The defendant appeals from his convictions on four [591]*591counts of rape of a child with force, G. L. c. 265, § 22A, and six counts of indecent assault and battery on a child under age fourteen, G. L. c. 265, § 13B. We affirm.

1. Background. The eight year old victim was treated in the hospital after a car accident. In response to questions from a social worker, she revealed sexual abuse by the defendant who, at the time, was her mother’s boyfriend. She later described the same events to a police detective. At trial, the victim, then eleven, testified that the abuse, which occurred in the home when the victim’s mother was sleeping or at work, began when she was five years old and continued until the time of the accident. The victim’s testimony indicated that the defendant raped her vaginally and engaged her in oral sex. She also testified that he told her he would “come and get [her]” if she told anyone about the abuse.

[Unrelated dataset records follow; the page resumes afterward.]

PR #4051, opened 2026-06-19
75476, dim out text frame if text layout in use

milotalon:
Root Cause:
The text-frame binding control (text-field-mc) in the chart Aesthetic pane had no awareness of whether a text layout was active. Even when a layout was in use (driving the text content), the Text field still rendered fully bright and accepted drag-drops, edits, and field removal — there was no UI signal that the layout had taken over.

Fix:
Added a layoutActive input to text-field-mc and overrode its isEnabled() getter to return false when a layout is active. Because the component's dim styling (.disabled-grayout), drop acceptance (isDropPaneAccept()), and edit/remove gating (_isEditEnabled) all funnel through isEnabled()/_isEnabled, this single change makes the field dim out and become fully non-interactive (no drop highlight, no drop, no edit pencil, no field-chip removal) whenever a layout is in use. The parent aesthetic-pane binds [layoutActive]="isLayoutDesignerActive" — the same condition that lights the Layout Designer button's active indicator — on both the regular chart and relation-chart Text rows. The lock recomputes reactively, so clearing the layout re-enables the field automatically.

### DIFF
--- a/web/projects/portal/src/app/binding/editor/chart/aesthetic/aesthetic-pane.component.html
+++ b/web/projects/portal/src/app/binding/editor/chart/aesthetic/aesthetic-pane.component.html
@@ -78,7 +78,7 @@
     <div class="unhighlightable aesthetic-row-label">_#(Text)</div>
     <text-field-mc class="fill-width" [bindingModel]="bindingModel" [aggr]="currAggregate"
       [assemblyName]="assemblyName" [objectType]="objectType"
-      [grayedOutValues]="grayedOutValues"
+      [grayedOutValues]="grayedOutValues" [layoutActive]="isLayoutDesignerActive"
       [chartModel]="chartModel" (onUpdateData)="updateData($event)">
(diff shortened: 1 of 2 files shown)


milotalon:
Re: the `syncAllChartAggregateInfo` guard at `text-field-mc.component.ts:130` (`if(!this.isEditEnabled)` missing `()`) — leaving this one as-is. It's a genuine pre-existing bug, but the guard has been dead for the file's entire history, so the established behavior is to always sync `textField` across aggregates. Adding the parentheses would make the method short-circuit whenever `isEditEnabled()` is false, which changes behavior in the normal (non-layout) multi-aggregate path — unrelated to this PR's scope (#75476) and carries regression risk. Better handled as its own ticket rather than folded into this scoped UI fix.

jshobe-inetsoft (approved):
Approved: Claude automated review is complete with no blocking issues, all checks pass, and the branch is mergeable.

Dr. Otterman examined the victim nineteen days after the accident and her initial disclosures to social workers and police. At trial, the doctor testified on behalf of the Commonwealth that although the victim’s examination was normal, the absence of evidence of trauma was “consistent with her disclosures.”1 He also stated on cross-examination that he found no evidence of penetration.

The defendant argues on appeal that Dr. Otterman’s testimony was improperly admitted; he (the defendant) did not receive effective assistance of counsel at trial; testimony of the victim was improperly admitted without a voir dire to determine her competency; and fresh complaint testimony was improperly admitted.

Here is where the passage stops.